[whatwg] Web Sockets

I have some feedback based on the discussions i participated in
earlier. Since I am on vacation I cannot give a proper proposal but I
think the following should be considered:


1. Allow pure TCPSocket using this method: var s = new
TCPSocket("/tcpsocket.xml");

The tcpsocket.xml-file must have a structure similar to this:

<websocket>
  <host>hostname/ip-address</host>
  <port>portnumber</port>
  <allow-origin>*</allow-origin>
</websocket>

Clarifications:

host: if specified and if the host is another host than the host where
tcpsocket.xml was downloaded from - a secure algorithm should be
applied, for example using reverse dns lookups on the target
IP-address and inspecting the TXT-records of the host name that the
reverse lookup returned.

port: any port

allow-origin: simple method of limiting who can connect to the port
specified in the tcpsocket.xml-file. For example this could be the
complete url of the javascript file or it could contain wildcards.


Advantages:

- Easy to adopt today on existing servers and can easily utilize for
example existing IRC-servers etc without modifications.
- Enables cross site usage (script on www.example.com can connect to
Yahoo by downloading www.yahoo.com/websocket.xml)
- Requires access to place files on the targeted server - so it is not
possible by simple cross site scripting attacks.
- A simple perl script can dynamically generate the xml-file above.
- Allows connection to SMTP servers only if the server owner intends
to allow it.


2. WebSockets should use previous work from RFC 2817
(http://www.ietf.org/rfc/rfc2817.txt).
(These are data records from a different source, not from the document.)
PR #753, opened 2020-07-27
[NO_TICKET] Update html examples

nichia:
### Summary
Update the html examples (article, form and responsive) to reference css file with the cmsds v2 folder structure.

### DIFF
--- a/packages/design-system/src/styles/settings/variables/_build.scss
+++ b/packages/design-system/src/styles/settings/variables/_build.scss
@@ -1,6 +1,6 @@
 // Paths
-$font-path: './fonts' !default;
-$image-path: './images' !default;
+$font-path: '../fonts' !default;
+$image-path: '../images' !default;
 
 // Override these variables to change what CSS rulesets get outputted when
 // the Sass is transpiled to CSS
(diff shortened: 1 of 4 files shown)


packages/design-system/src/styles/settings/variables/_build.scss
```diff
@@ -1,6 +1,6 @@
 // Paths
-$font-path: './fonts' !default;
-$image-path: './images' !default;
+$font-path: '../fonts' !default;
+$image-path: '../images' !default;
```
line47, line 3: Can you talk about this change here? I reverted back to the single `./` and didn't see a difference. What is this change fixing?

nichia: The `../` fixes those error msgs on Website when viewing the dev tool's console 
Screen Shot 2020-07-27 at 10 15 18 AM

nichia: as the `src/font` & `src/image` folders are on the same level as `src/styles`

nichia: I'll check again, looks like maybe it did not fix that.

nichia: Checked - yes, it fixed the error msgs (I forgot to yarn build again after changing the variables).

nichia:
Transferred to pr WNMGDS-495 Update CMSDS examples.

Web servers such as Apache must
then be extended to support websockets, but it should be very easy for
a developer to start using websockets. It would not require an extra
application listening on a separate port, and it would by definition
work in a virtual hosting environment.

Since the request is to an ordinary URL, the webserver will direct the
request to a file or script in the web root for the virtual host and
this script can decide to send an 426 Upgrade Required response, or it
can send 401 Unauthorised if the client sent the wrong Origin headers.